To see an implementation, see xda99.py in the xdt99 suite, search for "def decode".

[matthew180]

9900 instruction decoding is pretty straight forward, especially when compared to the 8-bit CPUs of the day. The 9900 is very orthogonal and uses 7 (depending on how you count) so-called "instruction formats":

         0 | 1 | 2 | 3 | 4 | 5 | 6 | 7 | 8 | 9 |10 |11 |12 |13 |14 |15 |
        ---------------------------------------------------------------+
1 arith  1 |opcode | B |  Td   |       D       |  Ts   |       S       |
2 arith  0   1 |opc| B |  Td   |       D       |  Ts   |       S       |
3 math   0   0   1 | --opcode- |     D or C    |  Ts   |       S       |
4 jump   0   0   0   1 | ----opcode--- |     signed displacement       |
5 shift  0   0   0   0   1 | --opcode- |       C       |       W       |
6 pgm    0   0   0   0   0   1 | ----opcode--- |  Ts   |       S       |
7 ctrl   0   0   0   0   0   0   1 | ----opcode--- |     not used      |
7 ctrl   0   0   0   0   0   0   1 | opcode & immd | X |       W       |

To isolate the format you use a priority encoder.

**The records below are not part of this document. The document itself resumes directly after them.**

PR #10123, opened 2023-03-13
perf(bridge-api): ask nodes' bridge listings in parallel

keynslug:
Also make sure to reply `emqx_resource:get_instance/1` from cache.

The resource manager may be busy at times, so this change ensures that getting resource instance state will not block. Currently, no users of `emqx_resource:get_instance/1` do seem to be relying on resource state being "as-actual-as-possible" guarantee it was providing.

---

[EMQX-9136](https://emqx.atlassian.net/browse/EMQX-9136)

### DIFF
--- a/apps/emqx_bridge/src/emqx_bridge_api.erl
+++ b/apps/emqx_bridge/src/emqx_bridge_api.erl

Notice that in the first 7-bits there will only *ever* be one bit that is set. After that the opcode field is 1..4 bits depending on the format, which means there are are no more than 16 instructions in the most complex format. The other bits are used in various ways to identify what registers are being operated on, what kind of memory operations, etc. Notice, for example, that the source (S) field is *always* in bits 12..15 and the source-mode (Ts) is always bits 10..11, in all the formats that use Ts and S. Same for Td, D, and W.

 

If you approach this from a hardware perspective instead of a functional model (i.e. don't think like a programmer), it is really very easy to take apart the instructions and figure out what they are, and what they operating on.

[Willsy]

Thank you Matthew. That is the clearest explanation I've ever seen. I was wondering how the 9900 did it. That's how.